MINUT — Likupang Tourism Festival (LTF) 2022 merupakan event LTF kedua kalinya diselenggarakan yang diinisiasi oleh Pemerintah Kabupten (Pemkab) Minahasa Utara (Minut).

Event yang digelar Kementerian Pariwisata dan Ekonomi Kreatif/Badan Pariwisata dan Ekonomi Kreatif (Kemenparekraf/Baparekraf) sesuai rilis Karisma Nusantara (KEN) dari 34 provinsi di seluruh Indonesia.

Pada Juli ini, salah satu event KEN yang akan diselenggarakan adalah Likupang Tourism Festival (LTF) 2022. Event yang akan diadakan pada 29-31 Juli ini kedua kalinya diselenggarakan di lokasi KEK Pariwisata.

“Likupang Tourism Festival 2022 adalah kegiatan tahun kedua. Tahun 2021 lalu, kami menyelenggarakannya secara terbatas karena kondisi pandemi. LTF 2022 akan dilaksanakan dengan lebih ‘bebas’ dan kegiatannya akan lebih banyak,” kata Kepala Dinas Pariwisata Minut Audy Sambul.

LTF 2022 digelar di 3 venue yang lokasinya berdekatan dengan Kawasan Ekonomi Khusus (KEK) Likupang. Venue pertama di Pantai Paal, venue kedua di Pantai Pulisan, dan venue ketiga di Pulau Komang. Pantai Paal akan jadi venue utama.

Baca juga:   Promosikan Pariwisata Minut, Wagub Hadiri Hut Ke -289 Kota Gorontalo

Berbeda dengan LTF 2021, Audi menjelaskan bahwa pelaksanaan tahun ini akan dilengkapi dengan kegiatan alam, seperti melepas tukik, menanam mangrove, dan menanam terumbu karang. Tahun lalu, kegiatan ini tidak bisa dilaksanakan karena penerapan protokol kesehatan yang masih ketat.

“Tahun ini kami memberikan porsi yang lebih besar untuk acara yang berkaitan dengan lingkungan hidup. Selain itu, kami juga akan menghadirkan lomba yang diikuti oleh masyarakat dan komunitas, seperti lomba perahu hias, lomba bakar ikan, lomba kesenian, dan lomba kebudayaan. Acara juga penampilan tarian tradisional yang akan dikolaborasikan dengan musik modern,” jelas Audi. 

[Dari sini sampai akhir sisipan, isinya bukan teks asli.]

PR #4355, opened 2025-01-16
New test operator: HTTP consistency

Jeadie:
# 🗣 Description
 - New test for test operator; HTTP consistency. This checks that the latency of various HTTP components (e.g. models/embeddings) does not degrade after persistent use.


crates/test-framework/Cargo.toml
```diff
@@ -9,25 +9,30 @@ rust-version.workspace = true
...
+tokio.workspace = true
+tonic.workspace = true
+uuid = { workspace = true, features = ["v4"] }
 
 [target.'cfg(not(windows))'.dependencies]
 nix = { version = "0.29", features = ["signal"] }
 
 [features]
+default = ["models"]
+models = ["dep:async-openai"]
```
phillipleblanc: I don't think we need to feature flag the test operator - that just adds extra complexity for no real gain

crates/test-framework/src/spicetest/consistency/mod.rs
```diff
@@ -0,0 +1,228 @@
...
+    }
+
+    /// Sends a request to the component and returns the duration of the request.
+    /// Payload may be the entire HTTP request body, or a portion of it (dependent of the component).
+    pub async fn send_request(&self, client: &Client, payload: &str) -> anyhow::Result<Duration> {
+        let c = OpenAIClient::with_config(OpenAIConfig::default().with_api_base(self.api_base()))
+            .with_http_client(client.clone())
+            .clone();
+
+        let start_time = SystemTime::now();
```
phillipleblanc: Its better to use `Instant::now()` for tracking timings, its a monotonic clock vs the system clock.

crates/test-framework/src/spicetest/consistency/mod.rs
```diff
@@ -0,0 +1,228 @@
...
+                        Err(_) => CreateChatCompletionRequestArgs::default()
+                            .model(model.clone())
+                            .messages(vec![ChatCompletionRequestMessage::User(
+                                ChatCompletionRequestUserMessageArgs::default()
+                                    .content(payload.to_string())
+                                    .build()
+                                    .expect("failed to build user message"),
+                            )])
+                            .build()
+                            .expect("failed to build model request"),
```
phillipleblanc: Just return the error with `?` - this will fail linting

crates/test-framework/src/spicetest/consistency/mod.rs
```diff
@@ -0,0 +1,228 @@
...
+        Self {
+            start_time: None,
+            spiced_instance,
+            config,
+            state: ConsistencyState::NotStarted,
+        }
+    }
+
+    pub async fn start(self) -> anyhow::Result<ConsistencySpiceTest> {
+        if !matches!(self.state, ConsistencyState::NotStarted) {
```
phillipleblanc, line 157: If you look at the pattern of the SpiceTest, it is parameterized on the state (i.e. `struct SpiceTest<S: TestState>`) which means you can define functions to only exist when its in a particular state, which uses the type system to enforce this check at compile time rather than at runtime

This is an example of the TypeState pattern: https://cliffle.com/blog/rust-typestate/

crates/test-framework/src/spicetest/consistency/mod.rs
```diff
@@ -0,0 +1,228 @@
...
+
+    /// The HTTP component, within the Spiced instance, to test.
+    pub component: HttpConsistencyComponent,
+}
+
+/// A component within the Spiced instance to test for consistency.
+///
+/// This component must be accessible over HTTP.
+#[derive(Clone)]
+pub enum HttpConsistencyComponent {
```
phillipleblanc, line 64: Might be cleaner to make this a trait with separate implementations? Otherwise it might get unwieldy with more than a couple of variants

phillipleblanc (approved):

PR #4374, opened 2025-01-17
Embedding support for xAI

Sevenannn:
# 🗣 Description

## ⛓️‍💥 Breaking Change


Sevenannn:
- Closed as we don't have access to xAI embedding models. This could be reopened / reused when needed

PR #4407, opened 2025-01-20
Spice CLI: fallback to CPU build for unsupported GPU Compute Capability

sgrebnov:
# 🗣 Description

Spice CLI: fallback to CPU build for unsupported GPU Compute Capability

## ⛓️‍💥 Breaking Change

### DIFF
--- a/bin/spice/pkg/github/runtime_release.go
+++ b/bin/spice/pkg/github/runtime_release.go
@@ -132,7 +132,7 @@ func get_ai_accelerator() (string, bool) {
 		}
 
 		if !checkCudaVersionSupported(*version) {
-			slog.Warn(fmt.Sprintf("GPU version is not supported. Spice will run but without GPU acceleration. Detected GPU version: '%s'", *version))
+			slog.Warn(fmt.Sprintf("Spice detected a GPU, but the GPU version (%s) is not supported for model acceleration. Spice will fallback to using the CPU to run local models, which may impact performance.", *version))
 			return "", false
 		}
 
--- a/bin/spice/pkg/github/runtime_release.go
+++ b/bin/spice/pkg/github/runtime_release.go
@@ -97,6 +97,18 @@ func getRustArch() string {
 	return runtime.GOARCH
 }
 
+// GPU versions that are supported via dedicated CUDA builds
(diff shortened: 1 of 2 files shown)


bin/spice/pkg/github/runtime_release.go
```diff
@@ -114,9 +126,18 @@ func get_ai_accelerator() (string, bool) {
...
 		}
-		if version != nil {
-			return "cuda_" + *version, true
+
+		if version == nil {
+			return "", false
+		}
+
+		if !checkCudaVersionSupported(*version) {
+			slog.Warn(fmt.Sprintf("The GPU Compute Capability '%s' is not supported by Spice GPU builds. Supported versions are: %v. Falling back to CPU.",
```
phillipleblanc: This is to technical of an error message. Let's make sure to follow the error guidelines. Most people don't know what a compute capability is, let's just say that the GPU isn't supported.

sgrebnov: Thank you, updated to

>GPU version is not supported. Spice will run but without GPU acceleration. Detected GPU version: _version_

bin/spice/pkg/github/runtime_release.go
```diff
@@ -114,9 +126,17 @@ func get_ai_accelerator() (string, bool) {
...
 		}
-		if version != nil {
-			return "cuda_" + *version, true
+
+		if version == nil {
+			return "", false
+		}
+
+		if !checkCudaVersionSupported(*version) {
+			slog.Warn(fmt.Sprintf("GPU version is not supported. Spice will run but without GPU acceleration. Detected GPU version: '%s'", *version))
```
sgrebnov:
```suggestion
			slog.Warn(fmt.Sprintf("GPU version ('%s') is not supported. Spice will run but without GPU acceleration.", *version))
```
Could be shorter, original version adds technical details to the end of the message which is more user friendly IMO

phillipleblanc: I would word it like:
`Spice detected a GPU, but the GPU version (%s) is not supported for model acceleration. Spice will fallback to using the CPU to run local models, which may impact performance.`

sgrebnov: Thank you

phillipleblanc (approved):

Selain kegiatan lomba dan kesenian, LTF 2022 juga menjadi kesempatan para pelaku UMKM di sektor pariwisata dan ekonomi kreatif untuk terlibat aktif. Penyelenggara menyediakan 30 booth untuk para pelaku. Pameran di LTF akan membuka kesempatan untuk pelaku industri kuliner, kriya, dan fashion untuk memperkenalkan produk mereka. 

“Acara ini mengutamakan pameran kuliner, kriya, dan fashion khas dari Minahasa Utara. Untuk kuliner, kami ingin memperkenalkan makanan atau camilan yang terbuat dari pisang dan ikan cakalang, ikan mujair, dan woku dalam kemasan. Untuk kriya, kami ingin memperkenalkan produk kerajinan dari limbah dari turunan buah kelapa, mulai dari sabut hingga tempurung, dalam bentuk suvenir. Ada juga fashion show dari brand lokal. Tujuannya agar produk-produk masyarakat lebih dikenal dan mempromosikan pariwisata Likupang,” imbuh Audi. 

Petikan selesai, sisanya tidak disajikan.